The leaves have mostly fallen
And now, again, November, and forgive me for taking so long to get here. When I tried to dress for the occasion, nothing fit even though it did. This body of mine in the mirror–I suppose, anyway, it must be–seems to change with the seasons. Summer’s flush which rounded my cheeks slides, glacial, away now, the rose drawn specifically to hold fast to the taper of my waist holds tighter not by the thorns but the leaves which cling more insistently around my waist. What I mean to say is
I'm here now. I can feel you trying to reach me, your cold fingers creeping from the lake helped along by the wind. I am waiting for the earth to split open and those hands to come crawling out, sink their claws again into this still-though-barely-green earth. Did I tell you, November, that I got a dog? He's the color of an angel with a face that smiles like a freshly baked pastry. We live alone together. He is waiting with me now. Your cranes, too, sit here on the rocks where we always have sat together. They don't remark on the lack of beardburn around my neck, simply tell me they like my new tattoos, and ask for the latest land gossip. I have spent
two years getting my feet under me. I am ready for the earth to split open again: now I know where to stand. Now I walk on the rocks
beside the breaking waves and know exactly where my lake wants me to step.
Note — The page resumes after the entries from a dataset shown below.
PR #286, opened 2026-04-21
Bump vllm minimum version to 0.19.1

ricky-chaoju:
Pick up vllm 0.19.1, which ships transformers v5 officially upstream (#30566).                                                      
Drops the post-install override from #169 and aligns pyproject's transformers pin to >=5.5.1.

### DIFF
--- a/install.sh
+++ b/install.sh
@@ -123,7 +123,7 @@ main() {
 
   ensure_venv "$venv"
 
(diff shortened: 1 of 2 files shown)


ericcurtin (approved):

ericcurtin:
Thanks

In conclusion, year four, end of summer
What greater delight than end-of-summer raspberries plucked sneakily from a stranger’s yard while walking the dog?
And the smells of a rich tomato sauce from a kitchen surely set to spend the next few hours bubbling away perhaps for an anniversary or a birthday or just an everyday act of devotion
Ripening pumpkins on front lawns surrounded by the first fallen leaves off the trees most ready for a nap their apples cradled lovingly in netting to protect from squirrels and gravity.
I no longer wish to go blind in one eye just to give form to the hollowness. Yes.
Summer is ending, but this year I’m ready to be cold again, to take November into my arms.